PR #313, opened 2025-06-06
Fix so many broken links

EricGustin:
So yeah, this is bad.

### Additional notes:
The breadcrumbs for toolkit pages are broken. Not sure how to fix this.


evantahler (approved):
Let's get these merged now.  I'll add a link checker as a test suite (`next-validate-link`) in another PR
● ● ● ● ● ● ●
### [ASSIGNMENT]
All entries must be printed exactly, with nothing omitted.

### [SOLUTION TO THE PROBLEM]
PR #313, opened 2025-06-06
Fix so many broken links

EricGustin:
So yeah, this is bad.

### Additional notes:
The breadcrumbs for toolkit pages are broken. Not sure how to fix this.


evantahler (approved):
Let's get these merged now.  I'll add a link checker as a test suite (`next-validate-link`) in another PR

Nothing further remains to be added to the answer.